A comparison of equilibrium partitioning and critical body residue approaches for predicting toxicity of sediment-associated fluoranthene to freshwater amphipods

Equilibrium partitioning (EqP) theory, which has been used to develop sediment quality criteria, predicts that the effects of organic compounds in sediments can be assessed by comparison of organic carbon-normalized sediment concentrations and estimated pore-water concentrations to effects determined in water-only exposures. A complementary approach, the critical body residue (CBR) theory, examines actual body burdens in relation to toxic effects. Critical body residue theory predicts that the narcotic effects of nonpolar compounds should be essentially constant for similar organisms, and narcosis should be observed at body burdens of 2 to 8 mu mol/g tissue. This study compares these two approaches for predicting toxicity of the polycyclic aromatic hydrocarbon (PAH) fluoranthene. The freshwater amphipods Hyalella azteca and Diporeia spp. were exposed for up to 30 d to sediment spiked with radiolabeled fluoranthene at concentrations of 0.1 (trace) to 3,940 nmol/g dry weight (=346 mu mol/g organic carbon). Mean survival of Diporeia was generally high (>70%) and not significantly different from that of control animals. This result agrees with EqP predictions, because little mortality was observed for Diporeia in 10-d water-only exposures to fluoranthene in previous studies.
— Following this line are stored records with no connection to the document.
PR #859, opened 2022-12-23
rename "Executing" step to "Executable"

herbig:
## Description

I missed this in previous code reviews, but I think "Executable" is a better term for this step.  Executing sounds like an active process, whereas this is something to act on.

Like `Queueable` / `Queued` we should call this `Executable` / `Executed`

## Notes

This should have no impact other than changing the badge to `Executable`.

Screenshot 2022-12-23 at 5 52 30 PM

### DIFF
--- a/src/components/Proposals/MultisigProposalDetails/TxActions.tsx
+++ b/src/components/Proposals/MultisigProposalDetails/TxActions.tsx
@@ -177,7 +177,7 @@ export function TxActions({
       pageTitle: 'signTitle',
       icon: undefined,
     },
-    [TxProposalState.Executable]: {
+    [TxProposalState.Executing]: {
       action: executeTransaction,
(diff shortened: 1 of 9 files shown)


sethhrbek:
@herbig -- the reason this was left as "Executing" is that this matches the name of this phase in the Usul `ProposalState` enum on their contracts.

Doesn't mean we have to keep it, just noting why it's named what it is.

herbig:
> @herbig -- the reason this was left as "Executing" is that this matches the name of this phase in the Usul `ProposalState` enum on their contracts.
> 
> Doesn't mean we have to keep it, just noting why it's named what it is.

ah right.. blugh.  Executing is really misleading here

Da-Colon (approved):
💯

sethhrbek (approved):

PR #860, opened 2022-12-31
Proposal Filters cleanup

herbig:
## Description

This makes filter options applicable to the proper DAO context, so you'll only see states for multisig proposals on a multisig DAO, for example.

## Testing

Please test each of the four cases (`FILTERS_USUL_BASE`, `FILTERS_USUL_CHILD`, `FILTERS_MULTISIG_BASE`, `FILTERS_MULTISIG_CHILD` to ensure that each case only shows the proposal states applicable to that type of DAO.

**previous**:

Screenshot 2022-12-23 at 4 08 25 PM

**now**:
Screenshot 2022-12-31 at 2 43 55 PM


src/components/Proposals/index.tsx
```diff
@@ -1,22 +1,91 @@
...
 import useProposals from '../../hooks/DAO/proposal/useProposals';
-import { TxProposalState } from '../../providers/Fractal/types';
+import { useFractal } from '../../providers/Fractal/hooks/useFractal';
+import { GovernanceTypes, TxProposalState } from '../../providers/Fractal/types';
 import { SortBy } from '../../types';
 import { Sort } from '../ui/Sort';
 import { OptionMenu } from '../ui/menus/OptionMenu';
 import { ProposalsList } from './ProposalsList';
 
+const FILTERS_USUL_BASE = [
```
herbig, line 13: @tbwebb22 @sethhrbek could you look over these states and let me know if these make sense, or are there some I should add in any of the cases?

Da-Colon (commented):
Changes look good to me pending @tbwebb22 and/or @sethhrbek reviews on the states

src/components/Proposals/index.tsx
```diff
@@ -1,22 +1,91 @@
...
-  const allStates = Object.values(TxProposalState);
+  const {
+    governance: { type, governanceIsLoading },
+    gnosis: { guardContracts, isGnosisLoading },
+  } = useFractal();
+
   const [sortBy, setSortBy] = useState<SortBy>(SortBy.Newest);
-  const [filters, setFilters] = useState<TxProposalState[]>(allStates);
+  const [filters, setFilters] = useState<TxProposalState[]>([]);
+  const [allOptions, setAllOptions] = useState<TxProposalState[]>([]);
```
sethhrbek, line 59: What do each of these represent? Are `filters` the set of all filters, and `allOptions` the ones that show based on the DAO type? If so, maybe rename `filters` to `allFilters` and then `options` to `filters` to indicate one is a subset of the other.

src/components/Proposals/index.tsx
sethhrbek: Will need Taylor's input here --

I thought all DAO types except multisig base would need to have proposals queued, so would need a queueable state. I also am unsure how Timelocked is different from Queued, I thought those represented the same state.

src/components/Proposals/index.tsx
herbig: yeah, that's right.  Good call, I'll update to be more clear.

herbig: @sethhrbek `filters` is the currently selected filters, from the set of all options here.

src/providers/Fractal/governance/types.ts
```diff
@@ -116,25 +116,135 @@ export interface GovernanceContracts {
...
-  Uninitialized = 'stateUninitialized',
+
+  /**
+   *
+   */
   Failed = 'stateFailed',
-  Queueable = 'stateQueueable',
-  // Safe-specific states
-  Queued = 'stateQueued', // Timelock for multisig starts when queued
-  Approved = 'ownerApproved',
```
herbig, line 134: this isn't a proposal state, not sure what it was doing here, ha

Da-Colon (approved):
Looks/works great.

tbwebb22 (approved):
Cool, these states look good to me

PR #868, opened 2023-01-02
Update | Use `@fractal-framework/fractal-contracts` deployments

Da-Colon:
## Description
Quick PR to update the Hardcoded Address

## Notes
We may revist when we figure out versioning for our app. Current each json file much be imported seperated. We do have an option on `hardhat-deploy` for a memoized deployment file. but may just cause more tech debt in the future for versioning. 

#867


herbig (approved):
nice

Issue #863, opened 2023-01-01
Add Eth value in Proposal Creation


herbig:
### Overview

Add Eth value parameter in Proposal Creation

### Link to documentation

https://www.notion.so/hulking-cosmos-3e8/Add-Eth-value-in-Proposal-Creation-54b92aa702174282902bceb4fd08f7ae

PR #875, opened 2023-01-03
Proposal eth value

tbwebb22:
## Description
This PR adds an ETH value input field to the create proposal flow so that ETH can be sent with DAO transactions

https://github.com/decent-dao/fractal-interface/issues/863

## Testing
1) Browse to a DAO you can create proposals on
2) Create a TX / proposal with a non-zero ETH value
3) Verify on the Gnosis UI that the TX will send the specified amount of ETH

image


src/i18n/locales/en/proposal.json
```diff
@@ -8,6 +8,8 @@
     "helperFunctionSignature": "The function of the smart contract (above) to be called if this proposal passes",
     "labelParameters": "Parameters",
     "helperParameters": "Values used to call the function (comma separated)",
+    "labelEthValue": "ETH Value",
+    "helperEthValue": "Amount of Ether to send with the transaction",
```
herbig, line 12: I had a note in the Notion doc, but we should also change some of the existing text to remove the term "value", to avoid confusion with the transaction value.

So

`"Values used to call the function (comma separated)"`

Should be changed to:

`”Parameters used to call the function (comma separated)”`

And 

`parameter values` to `parameter inputs`

herbig: And just remove the Ukrainian strings for those two, and they can be retranslated during a future pass

src/components/ProposalCreate/Transaction.tsx
```diff
@@ -171,6 +180,22 @@ function Transaction({
         }
         errorMessage={transaction.fragmentError}
       />
+      <BigNumberComponent
```
herbig, line 183: I'm able to create a proposal with just a decimal point ( . ), or like `90.`.  Does that do anything weird as input?  Will that just be 0 / 90?

src/i18n/locales/en/proposal.json
tbwebb22: Cool, this has been addressed

src/components/ProposalCreate/Transaction.tsx
tbwebb22: hmm yeah just the decimal point resolves to 0. And "90." resolves to 90

This is reusing the BigNumber input component that Eric created with those PRs back in December

Da-Colon (approved):
Pending a question about using ETHER values versus using WEI on the input value. but otherwise I everything works as intended

herbig:
> Pending a question about using ETHER values versus using WEI on the input value. but otherwise I everything works as intended

I think using Ether makes sense.  Wei is more likely to cause confusion, and the helper text / example gives enough context that you're entering in Ether units I think.

Etherscan's contract input fields use Ether as well.

src/components/ProposalCreate/Transaction.tsx
```diff
@@ -171,6 +180,22 @@ function Transaction({
...
+        subLabel={
+          <HStack>
+            <Text>{`${t('example', { ns: 'common' })}:`}</Text>
+            <Text {...exampleLabelStyle}>{'1.2'}</Text>
+          </HStack>
+        }
+        errorMessage={transaction.fragmentError}
+        value={transaction.ethValue.bigNumberValue}
+        onChange={updateEthValue}
+        decimalPlaces={18}
```
herbig, line 197: minor thing but the component defaults to 18 places

herbig (approved):

PR #888, opened 2023-01-05
Update | Freeze Child DAO option update

### LINKED ISSUE #871: DAO Heirarchy - Freeze Issues
Steps to recreate:

Setup
1. Create a multisig RootDAO, adding yourself as a signer.
2. Create a multisig SubDAO of this RootDAO. Add yourself as a signer to this DAO as well. Use default params for all parent controls.

Parent DAO Freeze:
1. Visit ParentDAO Heirarchy page.
2. See that the Child DAO cannot be frozen (not an option in the menu).

Image

SubDAO Freeze
1. Visit SubDAO Heirarchy page.
2. See that it allows you to freeze both the Parent *and* Child DAOs. The parent should not be freezable.

Image

Da-Colon:
## Description
Small Refactors to the Governance Data-layer to optimize the calls and the re-rendering. (there is more work to be done here).

Main goal of this PR is to improve the functionality of the freeze option. It was not showing up for a user in the case that a vote has happen and at the time of that vote they have voting powers.

The logic here has been update to only do a historical check if a freeze Period or freeze proposal period are currently active.

Also noticed I can make the numberOfChildren data live on DAODashboard

Closes #871

image

image

image


herbig:
> Generally - looks good. I see the same potential problem as with hierarchy PR I just made - it's not really scalable if we're talking about large DAO structure.
> 
> But I also believe there's no use case for that huge DAO structure in the industry atm - so we probably shouldn't caring too much until we will get some feedback from beta 🤔

yeah, agreed.  We shouldn't stress out over it, if that becomes a problem it means we're doing quite well...

herbig (approved):
Looks good, and works as expected!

After 10-d exposures, mortality of H. azteca was not significantly different from that of controls, even though measured interstitial water concentrations exceeded the previously determined 10-d water-only median lethal concentration (LC50). Equilibrium partitioning overpredicted fluoranthene sediment toxicity in this species. More mortality was observed for H. azteca at later time points, and a 16-d LC50 of 3,550 nmol/g dry weight sediment (291 mu mol/g organic carbon) was determined. A body burden of 1.10 mu mol fluoranthene-equivalents/g wet weight in H. azteca was associated with 50% mortality after 16-d exposures. Body burdens as high as 5.9 mu mol/g wet weight resulted in little mortality in Diporeia. Diporeia, which has limited ability to metabolize fluoranthene and a higher lipid content, appears to be less sensitive than H. azteca, which does metabolize fluoranthene. These results demonstrate that the CBR approach is a useful complement to the EqP approach for the prediction and assessment of toxicity associated with contaminated sediments.